The Obama/BP two-step is clearly about using BP assets to fund the enviro-religious shutdown of drilling, fishing, and shrimping; a font of plaintiff attorney contingency fees; and the nationalization of an oil company on the backs of Louisiana and its formerly employed residents, who will be transferred to a dignity-crushing public dole. In this scheme, Louisiana's people are simply a necessary sacrifice, and we already see Obama's disregard for these people in his obstruction of boats, berms, and skimmers.  

Thomas DiLorenzo says this liberal corporatism shares much with National Socialism:

Government-business "partnerships" were a hallmark of both Italian and German fascism. As Ayn Rand once noted, however, in such "partnerships" government is always the "senior partner." Government-business "collaboration" was supposedly needed in fascist Italy, explained Fausto Pitigliani in his 1934 book, The Italian Corporatist State, because "the principle of private initiative could only be useful in the service of the national interest." It is this "service of the national interest" that is the intended work of the newly appointed "Car Czar" in the Obama administration (along with twenty or so other "czars" so far).

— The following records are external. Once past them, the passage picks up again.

PR #572, opened 2024-02-11
Add support for AUTO_PRODUCE schema

onobc:
This commit adds support for producing raw JSON or Avro payloads with AUTO_SCHEMA.

### DIFF
--- a/spring-pulsar-docs/src/main/antora/modules/ROOT/pages/attributes/attributes-variables.adoc
+++ b/spring-pulsar-docs/src/main/antora/modules/ROOT/pages/attributes/attributes-variables.adoc
@@ -14,7 +14,7 @@
 :spring-cloud-stream-docs: https://docs.spring.io/spring-cloud-stream/docs/{spring-cloud-stream-version}/reference/html/
 :spring-cloud-function: https://spring.io/projects/spring-cloud-function
 
-:apache-pulsar-docs: https://pulsar.apache.org/docs/3.1.x
+:apache-pulsar-docs: https://pulsar.apache.org/docs/3.2.x
 :apache-pulsar-cient-docs: {apache-pulsar-docs}/client-libraries-java
 :apache-pulsar-io-docs: {apache-pulsar-docs}/io-connectors
 :apache-pulsar-function-docs: {apache-pulsar-docs}/functions-overview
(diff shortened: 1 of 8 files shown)


spring-pulsar-docs/src/main/antora/modules/ROOT/pages/attributes/attributes-variables.adoc
```diff
@@ -14,7 +14,7 @@
 :spring-cloud-stream-docs: https://docs.spring.io/spring-cloud-stream/docs/{spring-cloud-stream-version}/reference/html/
 :spring-cloud-function: https://spring.io/projects/spring-cloud-function
 
-:apache-pulsar-docs: https://pulsar.apache.org/docs/3.1.x
+:apache-pulsar-docs: https://pulsar.apache.org/docs/3.2.x
```
onobc, line 17: **[UNRELATED]** Bump in docs to current version

spring-pulsar/src/main/java/org/springframework/pulsar/core/CachingPulsarProducerFactory.java
```diff
@@ -193,7 +197,8 @@ static class ProducerCacheKey<T> {
 			Assert.notNull(schema, () -> "'schema' must be non-null");
 			Assert.notNull(topic, () -> "'topic' must be non-null");
 			this.schema = schema;
-			this.schemaHash = SchemaHash.of(this.schema);
+			this.schemaHash = (schema instanceof AutoProduceBytesSchema) ? AUTO_PRODUCE_SCHEMA_HASH
```
onobc, line 200: This is necessary as any call to `AutoProduceSchema.getSchemaInfo()` will throw RuntimeException on the client until after something has been sent and validated w/ the target topic (i.e a schema is initialized on it). In our case, we don't care about schema info, the producer can be used for any `byte[]` messages that the user wants to be validated against the target topic schema and this cache key will do that.

spring-pulsar/src/test/java/org/springframework/pulsar/core/CachingPulsarProducerFactoryTests.java
```diff
@@ -74,7 +75,7 @@ void cleanupFromTests() {
 	}
 
 	@Test
-	void createProducerMultipleCalls() throws PulsarClientException {
```
onobc, line 77: **[UNRELATED]** Leftover from removal of checked exception in Spring Pulsar APIs.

It is inevitable that the end product will be the world's worst cars, endless subsidies and bailouts, and mind-boggling debt piled onto the backs of the taxpayers.

Horrified liberals will howl on cue that they're not anti-Semites. That may or may not be true and is an interesting question, but it is insufficient to disqualify the comparison because both movements vilify the middleman trader and banker classes. The early version associated the profitable middleman with Judaism; the modern version explicitly does not. Nonetheless, both movements demonize a class of people.   

Antipathy to some "other" is common in utopian schemes like liberalism and National Socialism, because such worldly schemes lack a positive eternal rationale (unlike our country's founding) and thus often require the motivation of someone to hate. Modern liberals don't appear to be race-based homicidal maniacs, but scapegoating fits well with their fondness for class envy.

It is time for disingenuous, sentimental liberals to ditch the act. Actions speak louder than words, and modern liberalism is the enemy of the small guy. In that regard, it shares more with individual-crushing regimes like National Socialism than is generally advertised. 

[1] Morgan Stanley Research Report dated July 1, 2010: "Deepwater Drilling: Who Will Be 'Big Enough to Drill'?"